• Task statement:
Search the data for the word "PublicKeyCredential". Reproduce every line where it is found.

══ Source material ══

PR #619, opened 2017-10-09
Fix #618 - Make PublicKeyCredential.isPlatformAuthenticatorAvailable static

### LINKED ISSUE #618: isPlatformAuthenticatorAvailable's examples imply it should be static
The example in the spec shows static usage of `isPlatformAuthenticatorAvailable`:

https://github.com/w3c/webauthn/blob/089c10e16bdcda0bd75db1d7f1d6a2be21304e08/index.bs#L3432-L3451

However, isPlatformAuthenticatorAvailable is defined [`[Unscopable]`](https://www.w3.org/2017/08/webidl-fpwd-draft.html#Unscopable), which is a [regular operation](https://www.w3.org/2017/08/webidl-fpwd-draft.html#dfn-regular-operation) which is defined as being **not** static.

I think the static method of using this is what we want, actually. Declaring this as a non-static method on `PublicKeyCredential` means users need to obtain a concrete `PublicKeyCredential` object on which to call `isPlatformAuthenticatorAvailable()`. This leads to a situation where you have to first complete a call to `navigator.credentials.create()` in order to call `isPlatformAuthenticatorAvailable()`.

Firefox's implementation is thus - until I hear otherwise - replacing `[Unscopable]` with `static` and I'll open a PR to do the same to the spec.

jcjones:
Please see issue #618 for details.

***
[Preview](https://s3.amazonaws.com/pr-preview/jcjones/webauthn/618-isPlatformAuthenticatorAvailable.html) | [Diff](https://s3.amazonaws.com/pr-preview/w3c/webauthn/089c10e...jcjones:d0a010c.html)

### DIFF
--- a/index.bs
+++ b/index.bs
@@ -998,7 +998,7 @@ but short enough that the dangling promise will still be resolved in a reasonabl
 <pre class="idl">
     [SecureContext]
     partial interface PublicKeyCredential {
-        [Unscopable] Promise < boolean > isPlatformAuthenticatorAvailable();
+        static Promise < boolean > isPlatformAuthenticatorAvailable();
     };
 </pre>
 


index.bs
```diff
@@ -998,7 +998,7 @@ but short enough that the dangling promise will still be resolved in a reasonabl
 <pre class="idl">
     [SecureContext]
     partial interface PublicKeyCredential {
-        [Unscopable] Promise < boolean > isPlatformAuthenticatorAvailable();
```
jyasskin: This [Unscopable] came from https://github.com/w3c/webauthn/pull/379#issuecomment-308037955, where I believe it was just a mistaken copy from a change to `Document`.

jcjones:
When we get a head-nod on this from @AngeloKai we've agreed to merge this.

═══

• Answer to the exercise:
Fix #618 - Make PublicKeyCredential.isPlatformAuthenticatorAvailable static
I think the static method of using this is what we want, actually. Declaring this as a non-static method on `PublicKeyCredential` means users need to obtain a concrete `PublicKeyCredential` object on which to call `isPlatformAuthenticatorAvailable()`. This leads to a situation where you have to first complete a call to `navigator.credentials.create()` in order to call `isPlatformAuthenticatorAvailable()`.
     partial interface PublicKeyCredential {
     partial interface PublicKeyCredential {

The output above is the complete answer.